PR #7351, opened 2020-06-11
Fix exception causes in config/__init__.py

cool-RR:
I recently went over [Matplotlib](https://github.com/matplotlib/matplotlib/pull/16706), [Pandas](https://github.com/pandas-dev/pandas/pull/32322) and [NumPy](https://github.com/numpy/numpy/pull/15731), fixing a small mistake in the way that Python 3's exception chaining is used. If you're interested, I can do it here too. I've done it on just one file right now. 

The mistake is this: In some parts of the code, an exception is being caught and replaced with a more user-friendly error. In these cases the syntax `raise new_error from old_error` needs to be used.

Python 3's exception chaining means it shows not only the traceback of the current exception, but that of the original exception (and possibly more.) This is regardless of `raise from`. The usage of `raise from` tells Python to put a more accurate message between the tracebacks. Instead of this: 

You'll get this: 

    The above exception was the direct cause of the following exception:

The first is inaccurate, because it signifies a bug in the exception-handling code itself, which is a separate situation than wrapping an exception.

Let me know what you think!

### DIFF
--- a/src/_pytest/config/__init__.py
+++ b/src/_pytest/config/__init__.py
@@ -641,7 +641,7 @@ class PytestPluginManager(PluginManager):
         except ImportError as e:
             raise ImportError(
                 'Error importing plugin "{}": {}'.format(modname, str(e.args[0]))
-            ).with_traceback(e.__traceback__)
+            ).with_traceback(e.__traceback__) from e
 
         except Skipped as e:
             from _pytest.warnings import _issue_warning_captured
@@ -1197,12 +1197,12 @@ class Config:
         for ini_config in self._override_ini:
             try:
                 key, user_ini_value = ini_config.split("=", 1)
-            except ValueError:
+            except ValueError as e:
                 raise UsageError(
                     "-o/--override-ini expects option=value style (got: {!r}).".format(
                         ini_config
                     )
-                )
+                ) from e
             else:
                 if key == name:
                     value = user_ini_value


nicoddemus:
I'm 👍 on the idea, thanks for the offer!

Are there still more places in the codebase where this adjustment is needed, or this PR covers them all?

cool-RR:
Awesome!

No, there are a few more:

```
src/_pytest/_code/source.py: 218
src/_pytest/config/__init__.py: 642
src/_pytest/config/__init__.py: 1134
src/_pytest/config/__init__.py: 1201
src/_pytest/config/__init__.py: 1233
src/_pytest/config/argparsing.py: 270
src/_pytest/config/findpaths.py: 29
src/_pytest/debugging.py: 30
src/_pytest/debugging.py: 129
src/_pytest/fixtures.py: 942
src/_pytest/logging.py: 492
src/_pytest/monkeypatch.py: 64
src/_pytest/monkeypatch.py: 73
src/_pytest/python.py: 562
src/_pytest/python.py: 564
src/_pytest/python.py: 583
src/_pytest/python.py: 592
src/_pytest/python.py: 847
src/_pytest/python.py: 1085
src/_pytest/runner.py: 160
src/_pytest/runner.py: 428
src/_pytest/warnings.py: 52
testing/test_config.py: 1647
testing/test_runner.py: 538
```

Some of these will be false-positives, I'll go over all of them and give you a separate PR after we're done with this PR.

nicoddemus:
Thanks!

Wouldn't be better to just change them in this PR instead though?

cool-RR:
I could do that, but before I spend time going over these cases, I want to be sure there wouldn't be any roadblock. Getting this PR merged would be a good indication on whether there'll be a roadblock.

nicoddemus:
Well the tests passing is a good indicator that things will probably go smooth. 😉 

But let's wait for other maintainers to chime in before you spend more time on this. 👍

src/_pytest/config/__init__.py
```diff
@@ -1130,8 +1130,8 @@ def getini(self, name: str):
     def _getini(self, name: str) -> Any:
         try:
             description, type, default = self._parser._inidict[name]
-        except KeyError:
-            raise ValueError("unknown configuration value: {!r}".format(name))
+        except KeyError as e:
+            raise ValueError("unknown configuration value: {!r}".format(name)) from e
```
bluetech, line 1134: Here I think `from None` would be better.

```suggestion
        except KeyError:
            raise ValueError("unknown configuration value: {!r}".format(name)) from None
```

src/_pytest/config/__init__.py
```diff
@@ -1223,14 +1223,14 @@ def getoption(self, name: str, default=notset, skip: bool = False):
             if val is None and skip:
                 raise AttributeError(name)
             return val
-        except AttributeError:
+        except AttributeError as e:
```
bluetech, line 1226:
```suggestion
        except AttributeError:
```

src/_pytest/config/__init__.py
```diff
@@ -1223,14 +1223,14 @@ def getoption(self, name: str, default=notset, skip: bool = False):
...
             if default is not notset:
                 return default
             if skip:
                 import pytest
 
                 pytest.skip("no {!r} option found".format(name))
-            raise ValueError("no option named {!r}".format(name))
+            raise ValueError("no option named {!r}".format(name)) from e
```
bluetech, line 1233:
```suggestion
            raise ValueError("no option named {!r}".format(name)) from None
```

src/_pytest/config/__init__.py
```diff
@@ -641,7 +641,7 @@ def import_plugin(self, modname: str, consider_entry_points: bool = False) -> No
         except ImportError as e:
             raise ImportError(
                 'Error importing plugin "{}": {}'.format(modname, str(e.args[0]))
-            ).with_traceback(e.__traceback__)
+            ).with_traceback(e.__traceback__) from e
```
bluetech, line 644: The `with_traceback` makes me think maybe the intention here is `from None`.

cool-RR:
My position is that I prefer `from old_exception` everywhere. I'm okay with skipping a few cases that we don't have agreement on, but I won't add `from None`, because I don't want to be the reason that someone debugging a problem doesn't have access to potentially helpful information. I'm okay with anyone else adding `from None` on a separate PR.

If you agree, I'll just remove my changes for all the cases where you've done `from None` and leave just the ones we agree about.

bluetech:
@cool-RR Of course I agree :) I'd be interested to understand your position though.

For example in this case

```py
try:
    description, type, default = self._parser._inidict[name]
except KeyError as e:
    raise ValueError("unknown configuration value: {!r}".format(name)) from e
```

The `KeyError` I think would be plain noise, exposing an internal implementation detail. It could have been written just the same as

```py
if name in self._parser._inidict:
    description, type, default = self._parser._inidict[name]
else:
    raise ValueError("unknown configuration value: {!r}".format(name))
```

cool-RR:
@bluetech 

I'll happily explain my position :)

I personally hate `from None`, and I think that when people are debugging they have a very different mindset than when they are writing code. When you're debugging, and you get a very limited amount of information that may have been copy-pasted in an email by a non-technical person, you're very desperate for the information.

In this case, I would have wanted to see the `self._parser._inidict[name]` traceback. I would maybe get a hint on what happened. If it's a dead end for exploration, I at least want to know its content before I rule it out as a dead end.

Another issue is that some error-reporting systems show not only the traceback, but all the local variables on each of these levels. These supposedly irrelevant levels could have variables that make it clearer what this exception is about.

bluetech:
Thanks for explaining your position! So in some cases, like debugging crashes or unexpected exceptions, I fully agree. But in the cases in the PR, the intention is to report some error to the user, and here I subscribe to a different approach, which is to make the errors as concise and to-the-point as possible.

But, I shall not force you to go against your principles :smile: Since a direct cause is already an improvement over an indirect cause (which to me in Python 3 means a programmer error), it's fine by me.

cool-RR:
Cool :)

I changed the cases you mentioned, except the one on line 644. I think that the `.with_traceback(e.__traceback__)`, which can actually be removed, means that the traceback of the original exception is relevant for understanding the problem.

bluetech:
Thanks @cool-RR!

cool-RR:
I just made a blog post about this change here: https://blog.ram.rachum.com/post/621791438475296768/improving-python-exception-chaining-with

▶ Assignment: Return every entry exactly as given.

▶ Exercise answer:
PR #7351, opened 2020-06-11
Fix exception causes in config/__init__.py

cool-RR:
I recently went over [Matplotlib](https://github.com/matplotlib/matplotlib/pull/16706), [Pandas](https://github.com/pandas-dev/pandas/pull/32322) and [NumPy](https://github.com/numpy/numpy/pull/15731), fixing a small mistake in the way that Python 3's exception chaining is used. If you're interested, I can do it here too. I've done it on just one file right now. 

The mistake is this: In some parts of the code, an exception is being caught and replaced with a more user-friendly error. In these cases the syntax `raise new_error from old_error` needs to be used.

Python 3's exception chaining means it shows not only the traceback of the current exception, but that of the original exception (and possibly more.) This is regardless of `raise from`. The usage of `raise from` tells Python to put a more accurate message between the tracebacks. Instead of this: 

You'll get this: 

    The above exception was the direct cause of the following exception:

The first is inaccurate, because it signifies a bug in the exception-handling code itself, which is a separate situation than wrapping an exception.

Let me know what you think!

### DIFF
--- a/src/_pytest/config/__init__.py
+++ b/src/_pytest/config/__init__.py
@@ -641,7 +641,7 @@ class PytestPluginManager(PluginManager):
         except ImportError as e:
             raise ImportError(
                 'Error importing plugin "{}": {}'.format(modname, str(e.args[0]))
-            ).with_traceback(e.__traceback__)
+            ).with_traceback(e.__traceback__) from e
 
         except Skipped as e:
             from _pytest.warnings import _issue_warning_captured
@@ -1197,12 +1197,12 @@ class Config:
         for ini_config in self._override_ini:
             try:
                 key, user_ini_value = ini_config.split("=", 1)
-            except ValueError:
+            except ValueError as e:
                 raise UsageError(
                     "-o/--override-ini expects option=value style (got: {!r}).".format(
                         ini_config
                     )
-                )
+                ) from e
             else:
                 if key == name:
                     value = user_ini_value


nicoddemus:
I'm 👍 on the idea, thanks for the offer!

Are there still more places in the codebase where this adjustment is needed, or this PR covers them all?

cool-RR:
Awesome!

No, there are a few more:

```
src/_pytest/_code/source.py: 218
src/_pytest/config/__init__.py: 642
src/_pytest/config/__init__.py: 1134
src/_pytest/config/__init__.py: 1201
src/_pytest/config/__init__.py: 1233
src/_pytest/config/argparsing.py: 270
src/_pytest/config/findpaths.py: 29
src/_pytest/debugging.py: 30
src/_pytest/debugging.py: 129
src/_pytest/fixtures.py: 942
src/_pytest/logging.py: 492
src/_pytest/monkeypatch.py: 64
src/_pytest/monkeypatch.py: 73
src/_pytest/python.py: 562
src/_pytest/python.py: 564
src/_pytest/python.py: 583
src/_pytest/python.py: 592
src/_pytest/python.py: 847
src/_pytest/python.py: 1085
src/_pytest/runner.py: 160
src/_pytest/runner.py: 428
src/_pytest/warnings.py: 52
testing/test_config.py: 1647
testing/test_runner.py: 538
```

Some of these will be false-positives, I'll go over all of them and give you a separate PR after we're done with this PR.

nicoddemus:
Thanks!

Wouldn't be better to just change them in this PR instead though?

cool-RR:
I could do that, but before I spend time going over these cases, I want to be sure there wouldn't be any roadblock. Getting this PR merged would be a good indication on whether there'll be a roadblock.

nicoddemus:
Well the tests passing is a good indicator that things will probably go smooth. 😉 

But let's wait for other maintainers to chime in before you spend more time on this. 👍

src/_pytest/config/__init__.py
```diff
@@ -1130,8 +1130,8 @@ def getini(self, name: str):
     def _getini(self, name: str) -> Any:
         try:
             description, type, default = self._parser._inidict[name]
-        except KeyError:
-            raise ValueError("unknown configuration value: {!r}".format(name))
+        except KeyError as e:
+            raise ValueError("unknown configuration value: {!r}".format(name)) from e
```
bluetech, line 1134: Here I think `from None` would be better.

```suggestion
        except KeyError:
            raise ValueError("unknown configuration value: {!r}".format(name)) from None
```

src/_pytest/config/__init__.py
```diff
@@ -1223,14 +1223,14 @@ def getoption(self, name: str, default=notset, skip: bool = False):
             if val is None and skip:
                 raise AttributeError(name)
             return val
-        except AttributeError:
+        except AttributeError as e:
```
bluetech, line 1226:
```suggestion
        except AttributeError:
```

src/_pytest/config/__init__.py
```diff
@@ -1223,14 +1223,14 @@ def getoption(self, name: str, default=notset, skip: bool = False):
...
             if default is not notset:
                 return default
             if skip:
                 import pytest
 
                 pytest.skip("no {!r} option found".format(name))
-            raise ValueError("no option named {!r}".format(name))
+            raise ValueError("no option named {!r}".format(name)) from e
```
bluetech, line 1233:
```suggestion
            raise ValueError("no option named {!r}".format(name)) from None
```

src/_pytest/config/__init__.py
```diff
@@ -641,7 +641,7 @@ def import_plugin(self, modname: str, consider_entry_points: bool = False) -> No
         except ImportError as e:
             raise ImportError(
                 'Error importing plugin "{}": {}'.format(modname, str(e.args[0]))
-            ).with_traceback(e.__traceback__)
+            ).with_traceback(e.__traceback__) from e
```
bluetech, line 644: The `with_traceback` makes me think maybe the intention here is `from None`.

cool-RR:
My position is that I prefer `from old_exception` everywhere. I'm okay with skipping a few cases that we don't have agreement on, but I won't add `from None`, because I don't want to be the reason that someone debugging a problem doesn't have access to potentially helpful information. I'm okay with anyone else adding `from None` on a separate PR.

If you agree, I'll just remove my changes for all the cases where you've done `from None` and leave just the ones we agree about.

bluetech:
@cool-RR Of course I agree :) I'd be interested to understand your position though.

For example in this case

```py
try:
    description, type, default = self._parser._inidict[name]
except KeyError as e:
    raise ValueError("unknown configuration value: {!r}".format(name)) from e
```

The `KeyError` I think would be plain noise, exposing an internal implementation detail. It could have been written just the same as

```py
if name in self._parser._inidict:
    description, type, default = self._parser._inidict[name]
else:
    raise ValueError("unknown configuration value: {!r}".format(name))
```

cool-RR:
@bluetech 

I'll happily explain my position :)

I personally hate `from None`, and I think that when people are debugging they have a very different mindset than when they are writing code. When you're debugging, and you get a very limited amount of information that may have been copy-pasted in an email by a non-technical person, you're very desperate for the information.

In this case, I would have wanted to see the `self._parser._inidict[name]` traceback. I would maybe get a hint on what happened. If it's a dead end for exploration, I at least want to know its content before I rule it out as a dead end.

Another issue is that some error-reporting systems show not only the traceback, but all the local variables on each of these levels. These supposedly irrelevant levels could have variables that make it clearer what this exception is about.

bluetech:
Thanks for explaining your position! So in some cases, like debugging crashes or unexpected exceptions, I fully agree. But in the cases in the PR, the intention is to report some error to the user, and here I subscribe to a different approach, which is to make the errors as concise and to-the-point as possible.

But, I shall not force you to go against your principles :smile: Since a direct cause is already an improvement over an indirect cause (which to me in Python 3 means a programmer error), it's fine by me.

cool-RR:
Cool :)

I changed the cases you mentioned, except the one on line 644. I think that the `.with_traceback(e.__traceback__)`, which can actually be removed, means that the traceback of the original exception is relevant for understanding the problem.

bluetech:
Thanks @cool-RR!

cool-RR:
I just made a blog post about this change here: https://blog.ram.rachum.com/post/621791438475296768/improving-python-exception-chaining-with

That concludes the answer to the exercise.